▸ **Records provided**:
PR #810, opened 2019-02-20
[WIP] initial build of GVFS provider for Linux

chrisd8088:
Please **DO NOT MERGE** -- this is a WIP branch to debug issues getting the GVFS provider to build and run on Linux.

(Note to @jrbriggs et al: I'm opening this PR because I want to see if this passes the CI checks on Mac and Windows; there may well be additional things I need to tweak in the tooling before it does.  Thanks and apologies!)

This is largely a duplicate of the macOS build tooling and platform-specific code, with some changes to ensure we build successfully on Linux (e.g., testing for `'$(OS)' != 'Windows_NT'` is no longer sufficient to determine that the platform is OS X).

Note that for now the `BuildGVFSForLinux.sh` script exits early, without checking if a native libprojfs library is available, performing any installation or packaging, etc.

The `GVFS.sln` configuration changes should ensure that the `ProjFS.Linux.Managed` and `GVFS.Platform.Linux` subprojects are built on all platforms (and the Mac and Windows equivalents
are built on Linux), so as to allow the `GVFS.UnitTests` project to build on Linux, as it seems to do multi-platform unit testing.

However, we don't yet require the `GVFS.Mount.Linux` project to build on other platforms, and the `GVFS.FunctionalTests` project's configuration and dependencies will also need to be revisited
once the Linux code is actually functional.

/cc @kivikakk @wrighty

PR #926, opened 2019-03-14
[Mac, Linux] refactor Mac platform into POSIX base

kivikakk:
Here's a refactor of the Mac platform into a POSIX base. (On my end, I did the full refactor of Mac and Linux platforms, then rebased away the Linux changes.) This PR does so without introducing the Mono dependency; just moving code around.

/cc @jrbiggs, #810
/cc @chrisd8088 fyi!


GVFS/GVFS.Platform.POSIX/POSIXFileBasedLock.cs
```diff
@@ -33,91 +33,91 @@ public override bool TryAcquireLock()
...
+            return metadata;
+        }
+
+        private static class NativeMethods
+        {
+            // #define O_WRONLY    0x0001      /* open for writing only */
+            public const int OpenWriteOnly = 0x0001;
+
+            // #define O_CREAT     0x0200      /* create if nonexistant */
+            public const int OpenCreate = 0x0200;
```
chrisd8088: One problem here is that these constants aren't the same on Linux as on BSD/macOS.

In particular, this should be `OpenCreate = 0x0040` on Linux, and below should have `EWouldBlock = 11`, and use `uint` and `ToUInt32` for the `mode_t` values.  See b02e4a3845 for what I believe are the relevant correct values, but that could use a double-check from someone else, for sure.

As a result, I expect this class should be divvied up into Linux and Mac variants, perhaps as a base common POSIX class (with things like `public const int InvalidFileDescriptor = -1`) and then the platform-specific values defined in separate classes.

GVFS/GVFS.Hooks/HooksPlatform/GVFSHooksPlatform.Mac.cs
```diff
@@ -1,42 +1,42 @@
...
+using GVFS.Platform.POSIX;
 
 namespace GVFS.Hooks.HooksPlatform
 {
     public static class GVFSHooksPlatform
     {
         public static string GetInstallerExtension()
         {
-            return MacPlatform.InstallerExtension;
+            return "dmg";
```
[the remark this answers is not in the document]
chrisd8088: Not sure, and @kivikakk is out for a stretch now.  I suspect `MacPlatform.InstallerExtension` would be fine; perhaps this is an unintended consequence of refactoring or rebasing.

GVFS/GVFS.Platform.POSIX/POSIXFileSystem.Shared.cs
```diff
@@ -1,13 +1,13 @@
...
-        }
-    }
-}
+namespace GVFS.Platform.POSIX
+{
+    public partial class POSIXFileSystem
+    {
+        public static bool TryGetNormalizedPathImplementation(string path, out string normalizedPath, out string errorMessage)
+        {
+            // TODO(POSIX): Properly determine normalized paths (e.g. across links)
```
wilbaker: Do you expect that all of the TODO(POSIX) will apply to the Mac platform?

We've been using "TODO(Mac)" as a key when searching for TODOs in the code that we still have for Mac.  I'm wondering if perhaps instead of updating these to TODO(POSIX) we should use TODO(Mac), TODO(Linux)?

@jrbriggs any thoughts/preferences here?

GVFS/GVFS.Platform.Mac/MacPlatform.cs
```diff
@@ -1,157 +1,22 @@
...
-using GVFS.Common.Tracing;
-using System;
-using System.Collections.Generic;
-using System.IO;
-using System.IO.Pipes;
 
 namespace GVFS.Platform.Mac
 {
-    public partial class MacPlatform : GVFSPlatform
+    public class MacPlatform : POSIX.POSIXPlatform
```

▸ **Instructions to follow**: Report every line in the data above in which the word "MacPlatform" appears.

▸ **Solved exercise**:
-            return MacPlatform.InstallerExtension;
chrisd8088: Not sure, and @kivikakk is out for a stretch now.  I suspect `MacPlatform.InstallerExtension` would be fine; perhaps this is an unintended consequence of refactoring or rebasing.
GVFS/GVFS.Platform.Mac/MacPlatform.cs
-    public partial class MacPlatform : GVFSPlatform
+    public class MacPlatform : POSIX.POSIXPlatform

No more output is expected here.